Verily, wherever ye stand,
   whomever ye face,
    whatever may appear to happen,
      know this to be the Grace,
       which reveals itself to you even now
         if your hearts are ready to see:

That in My Father's sight,
   the last shall be made first
    and the first made last.

As only the Father can love
   have I loved you;
    henceforth take ye up
     and follow in My Way,
      and become the Truth,
       that Life may be yours.“

He looked at each of us
  directly and coherently,
   regarding each person
    as though according to his station,
     and then shared further his secret:

Witness, each one of you, as you partake,
   and know that you partake, if you would,
    of a broken heart.

Be not saddened nor confused,
   for I will bear this sorrow Myself, willingly,
    that you may learn wherefore
      its nature and its source.

I am with you, I am with you,
   therefore be glad of spirit.
    This wine I pass amongst you
      as the flowing water which poureth forth
        from the broken heart.“

Raising his hands as though
  in benediction, he fairly shouted,
   “See, see, and be transformed!“

And for that moment, in the midst
  of such overwhelming silence,
   certain ones among us nearly conceived
    of the magnitude of the Love
     which this single being embodied.


He joined us all hand in hand
  and said:
   “Wretched limbs
      have you always amongst you -
        take care of them;
         those in poverty always are with you -
           feed them;

But truly, I send you out
   as healers of broken hearts
     from all walks of life,
      as now I break Mine in order
        to prepare you
         for what is to come.
          Go out and mend all hearts
             in remembrance of Me.

Do you think that I am come
   to bring condolence for one another's beliefs?

I tell you, I am not come
   to bring condolence but a healing scalpel
    to put an end to the suffering
     caused by so many beliefs.
       Not by placating, but by understanding
         the nature of beliefs
          can you be free.

A knot tied in a moment may take a lifetime to undo,
   but know what is in your sight
    and all that is hidden
     will be revealed unto you.

Begin, therefore, at the Moment,
   as I have shown.
    For the feet shall prepare the way
      to the Heart,
       and at the feet doth the way begin.

The way hath been shown;
   the hour is come,
    and the cock croweth, O it croweth -
     Who shall be prepared to answer
        in My Name?“

And at the end of that sacred communion
  we sang the closing hymn
   and wept as lovers do before parting.

Then sitting awhile in deep contemplation
  we listened as our beloved Friend
   gave his final blessing to us.

And rising before those who stayed with him
  he whispered,
   “The hour is come.“


JUBILATE!


(For about two solid years until the point of this writing, I had been known for going about - on campus, on the streets, in parks, and finally there at Neve Shalom, with water basin and towel, with almond oil in hand, washing the feet of anyone, literally anyone, who accepted the offer.
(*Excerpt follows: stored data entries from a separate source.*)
Issue #1728, opened 2016-12-01
Handling the last dont_submit files


sloriot:
Follow up of #1446

Some `dont_submit` files are remaining:
- [x] `Installation` : 4 files related to the `changes.html` file
- [ ] `wininst` : some files are ignored. Can the whole directory be ignored?
- [ ] `Three` : Only the documentation,  while waiting for a review.
- [x] `Operations_on_polyhedra` :  will disappear soon with a merge of a small feature

lrineau:
@sloriot: Why have you assign this task to Maxime? For all items in the list, you need to know a lot about the internals of the CGAL project to be able to conclude.

sloriot:
I'm sure he can investigate how things work for creating the windows installer from the script that is in the docker container (my guess was that the whole directory can be ignored by the release creation script) and propose something for Installation.

lrineau:
@maxGimeno I have reassigned the issue to you. Discuss with Sébastien for the details.

sgiraudot:
@maxGimeno any update on this issue? Are you still working on it?

maxGimeno:
Still waiting for clear instructions.
Low priority.

lrineau:
- For `Installation/`: we should try to convert our changes.html to a Markdown file,
- for `wininst/`, the `dont_submit` file can be removed,
- for `Three/doc`, that is one good reason to keep `dont_submit` files.

Issue #23, opened 2015-03-24
Build a release using cmake


lrineau:
We really need that script...

**Update:**
Sébastien said, in https://github.com/CGAL/cgal/issues/23#issuecomment-241346665:

> From what I remember the branch contains two things:
- [x] building a release using CMake (see PR #2606)
- [x] ignoring the library configuration tests when only building the documentation

**Update:**
Issue renamed to _Build a release using cmake_

sgiraudot:
Is this still needed today? Who can take care of this?

I can see the [branch](https://github.com/CGAL/cgal-dev/tree/Installation-make_release-pmoeller) is still in `cgal-dev` but seems very old (but was already pretty old when this issue was opened).

lrineau:
I know the branch is very old. It was done by Philipp (@bo0ts). I filled the issue not to forget that the code of the branch should be reworked and integrated. That could also be a topic for next meeting.

@sloriot Do you have an opinion on the feature, or the code?

sloriot:
From what I remember the branch contains two things:
- building a release using CMake
- ignoring the library configuration tests when only building the documentation
The reason why the branch was not merged is that the testsuite showed some strange issue on windows that we could not reproduce.

sloriot:
See #1444 that removes the library configuration step if we're interested only by building the doc

sloriot:
@maxGimeno  @lrineau  Since the remaining files in `dont_submit` are neither headers, nor examples/demos files this is no longer a blocking point for this issue.

lrineau:
Fixed by #2606.

PR #2606, opened 2017-11-17
Add script to create release with cmake

sloriot:


sloriot:
Related issues: #1892 and #23

sloriot:
And also #1728

sloriot:
Note that the script requires that `Installation/include/CGAL/version.h` exists, according to another PR from @lrineau

lrineau:
When you mention related issues: will this PR fix those issues or not?

Scripts/developer_scripts/cgal_create_release_with_cmake.cmake
```diff
@@ -61,8 +64,17 @@ foreach(pkg ${files})
...
+        #copy the file (replace $URL$ and $ID$ for *.h and *.hpp)
+        get_filename_component(fext ${fname} EXT)
+        if ("${fext}" STREQUAL ".h" OR "${fext}" STREQUAL ".hpp")
+          file(READ "${pkg_dir}/${f}" file_content)
+          string(REPLACE "$URL$" "${GITHUB_PREFIX}/${pkg}/${f}" file_content ${file_content})
+          string(REPLACE "$Id$" "This file is from the release ${CGAL_VERSION} of CGAL" file_content ${file_content})
+          file(WRITE ${release_dir}/${afile_dir}/${fname} ${file_content})
+        else()
+          file(COPY ${afile} DESTINATION ${release_dir}/${afile_dir})
+        endif()
```
lrineau: 1. Does not this slow down the script a lot?
2. The `$URL` and `$Id$` must be replaced by something starts with `$URL: ` or `$Id: ` and ends with `$`.

sloriot:
Yes it will

Scripts/developer_scripts/cgal_create_release_with_cmake.cmake
sloriot: The script is pretty fast (still way faster than the old one even on my laptop).
Do you mean I should replace by `$URL: https://www.github.com/....`?

lrineau: By `$URL: https://www.github.com/....$`

sloriot:
Any proposal for the replacement of Id of is what I put OK?

MaelRL:
dd5a9163d01577101c2a15e9c97fa3f6dcdae2fa should do the same for ID.

/Manual/devman_code_format.html#secfile_header needs to be edited too.

Scripts/developer_scripts/cgal_create_release_with_cmake.cmake
```diff
@@ -0,0 +1,110 @@
...
+  message(FATAL_ERROR "Cannot find Installation/include/CGAL/version.h. Make sure you are at the root of a CGAL branch")
+endif()
+
+file(READ "${CMAKE_BINARY_DIR}/Installation/include/CGAL/version.h" version_file_content)
+string(REGEX MATCH "define CGAL_VERSION (.*)\n#define CGAL_VERSION_NR" CGAL_VERSION_FOUND "${version_file_content}")
+
+if (CGAL_VERSION_FOUND)
+  set(CGAL_VERSION "${CMAKE_MATCH_1}")
+  set (GITHUB_PREFIX "https://github.com/CGAL/cgal/blob/releases/CGAL-${CGAL_VERSION}")
+else()
```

It was my own way of internalising what I had gotten out of the Gospel of John. This poem developed and evolved directly out of inspiration drawn from that Gospel and the Secret Gospel of Thomas, the teaching of Murshid Samuel Lewis, and working with the 112 Breath Sutras given by Lord Shiva. Upon finishing it, about 1 a.m. in August of '76 and crawling into my sleeping bag in the middle of a field, nearing the end of our “Jerusalem Camp,“ I received a rather profound dream instructing me what to do with the world Muslim community, and feel challenged to this day as to how to bring that to fruition. The poem was published in the April '77 issue of "Sonflowers," put out by the Holy Order of MANS.)